Ovviamente no e per due motivi: il primo è sostanziale e sembra strano che siano i primi a dimenticarlo e cioè che, per tradizione e lo sottolineo, ogni concilio è sottoposto all’azione dello Spirito Santo, rifiutarlo significa mettersi di traverso allo Spirito Santo in nome, è bene notare, dello stesso atteggiamento che ebbe Lutero cioè che la Chiesa è in rovina e ci vuole qualcuno che la debba salvare; per certi versi l’ accusa di Lutero e dei Lefebvriani al papato è la stessa cioè il piegarsi alle esigenze del mondo
La differenza però è che, fin dall’inizio, la chiesa di Leone X sottovalutò la situazione, la definì una “questione di frati”, non provò neanche ad approfondire il problema mentre questa accusa non può essere rivolta agli ultimi papi .

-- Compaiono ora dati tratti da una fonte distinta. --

PR #2469, opened 2020-01-02
Fix getEdges() Method of the Network Class

evolvedmicrobe:
The `getEdges` method was a public method of the `Network` class that allows users to obtain a copy of the Edges of a Network object.  This method/interface was ported over from Java to C++ with a bug in it, though because the `getEdges` method is never called by either the Java or C++ version of the code, this bug had no effect on the current code.  However, to improve the code and maintain it's similarity with the original Java version, it's probably worth fixing this unused method.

Sfugge anche ai lefebvriani un concetto fondamentale e cioè che la Chiesa è unica, malgrado i suoi membri siano peccatori e possano, spesso e volentieri, sbagliare; ci possono essere state tante interpretazioni sbagliate del Concilio ma la sostanza, spirituale, non può essere contestata perché allora si potrebbe, dato il loro senso storico, far notare che, prima di Trento, l’ignoranza del clero era così diffusa che le messe erano, direi, frutto di improvvisazione , in più sanno tutti come fosse il papato dell’epoca rinascimentale ma, per fare un nome , S.Bernardino da Siena e anche lo stesso Savonarola, malgrado la scomunica, non hanno messo mai in dubbio il ruolo del papa e della Chiesa solo perché i preti di campagna non sapevano celebrare, vivevano con concubine e figli o perché i papi fossero mondani
In secondo luogo, non se ne accorgono, ma commettono l’errore classico di tutti gli eretici ovvero collegare la purezza della Chiesa ad un determinato momento storico; John Henry Newman diventò cattolico quando si accorse che tutte le eresie facevano riferimento alla fase primitiva della Chiesa che, successivamente, si sarebbe “corrotta”. Bene e i lefebvriani non fanno la stessa cosa?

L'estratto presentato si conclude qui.